PR #6023, opened 2025-09-05
feat(CI): Upload e2e error videos to GitHub

emyller:
Experiment made with Claude Sonnet 4.

This is an attempt to improve our CI debugging workflow by moving e2e failure videos and/or screenshots as [artifacts to each pull request](https://docs.github.com/en/actions/tutorials/store-and-share-data). As of the creation of this issue, the team relies on a Slack channel that receives e2e video artifacts.

PR #7774, opened 2026-06-12
ci(frontend): upload Playwright artifacts when E2E tests fail

talissoncosta:

## Changes

When the E2E gate fails on the production deploy (or staging/ECS runs), the Playwright traces, screenshots and DOM snapshots die with the runner, so failures like the ones blocking today's deploy can only be debugged by reproducing locally.

This uploads `e2e/test-results` and the Playwright report as a run artifact when the E2E step fails:

- 7-day retention, since traces capture network payloads including the (throwaway, reseeded-per-run) e2e users' auth tokens.
- Artifact name includes `github.run_attempt` to avoid the immutable-name collision in `upload-artifact@v4` when a failed job is re-run.
- No-op on green runs (`if: failure()`), and `if-no-files-found: ignore` covers failures before Playwright starts.

Validated the action YAML parses. The step only runs on E2E failure in CI; the paths match Playwright's configured `outputDir` (`e2e/test-results`) and report directory, verified against a local failing run.


emyller (approved):
Thanks! I'm finally happier since https://github.com/Flagsmith/flagsmith/pull/6023 was closed.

┄┄┄┄┄┄┄┄┄┄

- _TO DO_: From top to bottom, repeat the material above word for word.

- _OUTPUT FOR THIS EXERCISE_:
PR #6023, opened 2025-09-05
feat(CI): Upload e2e error videos to GitHub

emyller:
Experiment made with Claude Sonnet 4.

This is an attempt to improve our CI debugging workflow by moving e2e failure videos and/or screenshots as [artifacts to each pull request](https://docs.github.com/en/actions/tutorials/store-and-share-data). As of the creation of this issue, the team relies on a Slack channel that receives e2e video artifacts.

PR #7774, opened 2026-06-12
ci(frontend): upload Playwright artifacts when E2E tests fail

talissoncosta:

## Changes

When the E2E gate fails on the production deploy (or staging/ECS runs), the Playwright traces, screenshots and DOM snapshots die with the runner, so failures like the ones blocking today's deploy can only be debugged by reproducing locally.

This uploads `e2e/test-results` and the Playwright report as a run artifact when the E2E step fails:

- 7-day retention, since traces capture network payloads including the (throwaway, reseeded-per-run) e2e users' auth tokens.
- Artifact name includes `github.run_attempt` to avoid the immutable-name collision in `upload-artifact@v4` when a failed job is re-run.
- No-op on green runs (`if: failure()`), and `if-no-files-found: ignore` covers failures before Playwright starts.

Validated the action YAML parses. The step only runs on E2E failure in CI; the paths match Playwright's configured `outputDir` (`e2e/test-results`) and report directory, verified against a local failing run.


emyller (approved):
Thanks! I'm finally happier since https://github.com/Flagsmith/flagsmith/pull/6023 was closed.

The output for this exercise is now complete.